Pytorch Detach and Detach_
Pytorch's Variable object has two methods, detach and Detach_ This article mainly describes the effect of these two methods and what can be done with these two methods. Detach
This method is described in the official documentation. Returns a new Variable that is detached from the current diagram. The returned Variable will never need a gradient if the detach Variable volatile=true, then detach out of the volatile is also true there is a note, namely: return Variable and be Deta The variable of CH points to the same tensor
Import Torch from
torch.nn import init from
torch.autograd import Variable
t1 = torch. Floattensor ([1., 2.])
V1 = Variable (t1)
t2 = torch. Floattensor ([2., 3.])
v2 = Variable (t2)
v3 = v1 + v2
v3_detached = V3.detach ()
v3_detached.data.add_ (t1) # modified v3_detached Variable The value of tensor in
print (v3, v3_detached) # V3 will also change
1 2 3 4 5 6 7 8 9 10 11
# detach Source
def detach (self):
result = Nograd () (self) #-is needed, because it merges version counters
RESULT._GRAD_FN = None
return result
1 2 3) 4 5
Detach_
The official website explains that the Variable is separated from the graph that created it as a leaf node.

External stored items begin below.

PR #2963, opened 2023-07-22
Enable dependabot

qwerty541:


rickstaa (approved):

rickstaa:
@qwerty541 I just noticed that would cause a lot of monthly pull requests. Maybe we can ignore patch versions 🤔?

```yml
    ignore:
      - dependency-name: "*"
        update-types: ["version-update:semver-patch"]
```

qwerty541:
> @qwerty541 I just noticed that would cause a lot of monthly pull requests. Maybe we can ignore patch versions thinking?
> 
> ```yaml
>     ignore:
>       - dependency-name: "*"
>         update-types: ["version-update:semver-patch"]
> ```

Currently we got a lot if pull requests because we didn't maintain them for a long time. Let's check how it will going for 1-2 weeks and than make a decision.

From the source code can also be seen this point will Variable GRAD_FN set to None, so that, BP, to this Variable can not find its grad_fn, so it will not be back to BP. Set the Requires_grad to False. This feeling is not necessary, but since the source code is so written, if there is a need for a gradient, you can manually set the Requires_grad to True
# Detach_ Source
def detach_ (self): "" "detaches the Variable from the
graph that created it, making it a
leaf.
"" "
self._grad_fn = None
Self.requires_grad = False
1 2 3 4 5 6 7
What can I do for you?
If we have two network a,ba,b, the two relationships are such y=a (x), Z=b (y) y=a (x), Z=b (y) Now we want to use Z.backward () Z.backward () to calculate the gradient for the BB network parameters, but do not want to ask for the gradient of AA network parameters. We can do this:
# y=a (x), z=b (y) asks for the gradient of the parameter in B, does not ask for the gradient of the parameter in A
# The first method
y = A (x)
z = B (Y.detach ())
Z.backward ()
# The second method
y = A (x)
y.detach_ ()
z = B (y)
Z.backward ()
1 2 3 4 5 6 7 8 9 10 11
In this case, both detach and detach_ can be used. But if you want to use YY to do BP to AA. Then you can only use the first method. Because the second method already gives the output of the AA model to detach (separate).